THE TASK -
Filter the records for lines holding the string "class".

■ ■ ■

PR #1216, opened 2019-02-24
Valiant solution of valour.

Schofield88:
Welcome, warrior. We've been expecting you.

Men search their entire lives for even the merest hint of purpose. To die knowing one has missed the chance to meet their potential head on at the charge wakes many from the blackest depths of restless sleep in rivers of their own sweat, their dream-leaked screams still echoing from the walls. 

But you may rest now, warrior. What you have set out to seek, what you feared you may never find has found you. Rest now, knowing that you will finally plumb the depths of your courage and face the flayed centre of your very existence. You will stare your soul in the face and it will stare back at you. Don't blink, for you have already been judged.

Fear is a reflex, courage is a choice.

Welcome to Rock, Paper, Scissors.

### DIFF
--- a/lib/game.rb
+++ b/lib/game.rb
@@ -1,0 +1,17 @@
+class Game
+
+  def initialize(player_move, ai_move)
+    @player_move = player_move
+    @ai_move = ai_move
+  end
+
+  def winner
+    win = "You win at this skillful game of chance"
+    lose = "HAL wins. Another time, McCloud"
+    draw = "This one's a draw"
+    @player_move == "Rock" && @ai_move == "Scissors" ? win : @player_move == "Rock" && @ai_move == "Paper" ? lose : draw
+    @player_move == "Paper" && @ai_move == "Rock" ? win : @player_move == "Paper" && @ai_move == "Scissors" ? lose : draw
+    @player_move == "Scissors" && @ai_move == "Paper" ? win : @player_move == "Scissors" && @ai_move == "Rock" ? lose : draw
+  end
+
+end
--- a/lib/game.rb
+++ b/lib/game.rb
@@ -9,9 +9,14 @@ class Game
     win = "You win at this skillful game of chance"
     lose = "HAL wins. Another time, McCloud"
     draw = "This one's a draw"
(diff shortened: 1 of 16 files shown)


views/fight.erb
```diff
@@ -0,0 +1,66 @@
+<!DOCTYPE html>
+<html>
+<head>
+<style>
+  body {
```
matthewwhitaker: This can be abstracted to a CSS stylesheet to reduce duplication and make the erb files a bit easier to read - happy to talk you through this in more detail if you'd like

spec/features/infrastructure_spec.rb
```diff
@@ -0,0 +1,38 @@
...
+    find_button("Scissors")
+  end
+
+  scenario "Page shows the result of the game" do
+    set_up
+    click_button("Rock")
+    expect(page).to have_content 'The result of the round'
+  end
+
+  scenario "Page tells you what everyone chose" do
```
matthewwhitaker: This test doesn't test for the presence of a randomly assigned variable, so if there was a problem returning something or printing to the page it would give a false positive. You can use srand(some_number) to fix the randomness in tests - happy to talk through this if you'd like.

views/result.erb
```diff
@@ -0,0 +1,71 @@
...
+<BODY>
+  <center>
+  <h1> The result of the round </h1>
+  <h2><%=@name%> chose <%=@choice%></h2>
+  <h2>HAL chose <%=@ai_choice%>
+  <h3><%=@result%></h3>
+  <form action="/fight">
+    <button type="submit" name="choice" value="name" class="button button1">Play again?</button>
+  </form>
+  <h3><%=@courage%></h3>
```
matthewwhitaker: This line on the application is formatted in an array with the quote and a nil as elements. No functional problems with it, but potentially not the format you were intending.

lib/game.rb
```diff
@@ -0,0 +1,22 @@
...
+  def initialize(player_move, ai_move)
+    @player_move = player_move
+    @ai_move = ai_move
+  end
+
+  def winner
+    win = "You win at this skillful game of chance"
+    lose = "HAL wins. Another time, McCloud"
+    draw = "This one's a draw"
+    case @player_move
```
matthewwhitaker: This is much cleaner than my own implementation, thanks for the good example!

■ ■ ■

RESPONSE TO THE TASK -
+class Game
@@ -9,9 +9,14 @@ class Game
+    <button type="submit" name="choice" value="name" class="button button1">Play again?</button>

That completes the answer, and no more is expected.